Leitner hadn’t made the evil books; he’d just noticed they were there. And then had his life ruined by their influence, like everyone who came across them. Jon had had no time and no right to deplore the holes Prentiss had left in him and Tim, because on the same damn day he learnt someone had shot the previous Archivist to death. Alright, so it was him, then, right? Him and Tim—just doomed, just preternaturally unlucky. Tim, handsome face half-eaten by worms, estranged (as Jon then assumed) from a brother who seemed so warm and accepting in that picture on his lock screen; Jon, saved from Mr. Spider only by his childhood bully, now fated to take the place of another murder victim—and also half-eaten by worms. But no; he and Tim had got off lightly. Look what had happened to Sasha the same fucking night. The very thing whose influence convinced him the world had it out for him? Had killed Sasha. Literally stolen her life. How many lives around him got stolen while he mourned his own?

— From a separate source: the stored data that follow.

PR #1988, opened 2023-07-28
Add support of segmentation mask in Augmix layer

cosmo3769:
# What does this PR do?

Related: #1992 

Add support of segmentation mask in Augmix layer. Here is the [colab link](https://colab.research.google.com/drive/1pHrD2bJqc-tGTdwVWkcHZKrIoppzDgA8?usp=sharing) for demo. 

Output generated by demo:

Screenshot 2023-07-31 at 8 08 50 PM

## Who can review?

@ianstenbit @jbischof

### DIFF
--- a/examples/layers/preprocessing/segmentation/demo_utils.py
+++ b/examples/layers/preprocessing/segmentation/demo_utils.py
@@ -28,6 +28,7 @@ std = tf.constant([0.229, 0.224, 0.225])
 def normalize(input_image, input_mask):
     input_image = tf.image.convert_image_dtype(input_image, tf.float32)
     input_image = (input_image - mean) / tf.maximum(std, backend.epsilon())
+    input_image = input_image / 255
     input_mask -= 1
     return input_image, input_mask
 
--- a/keras_cv/layers/preprocessing/aug_mix.py
+++ b/keras_cv/layers/preprocessing/aug_mix.py
@@ -306,6 +306,55 @@ class AugMix(BaseImageAugmentationLayer):
         )
         return augmented
 
+    def _apply_segmentation_masks_op(self, segmentation_masks, op_index):
+        augmented = segmentation_masks
+        augmented = tf.cond(
+            op_index == tf.constant([0], dtype=tf.int32),
+            lambda: self._auto_contrast(augmented),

“I want you to comment on it,” Jon had managed to clarify. But Martin had scoffed as he stood in the foyer of Daisy’s safehouse, hopping on one foot to pull off the other shoe:
“Yeah, well. You haven’t exactly led by example on that one.”
“How could I?”
He accepted Jon’s scarf and long-discarded jacket, hanging them up beside his own. “Gee, I don’t know—commenting on it yourself?”
“On… switching which side I used the cane on.”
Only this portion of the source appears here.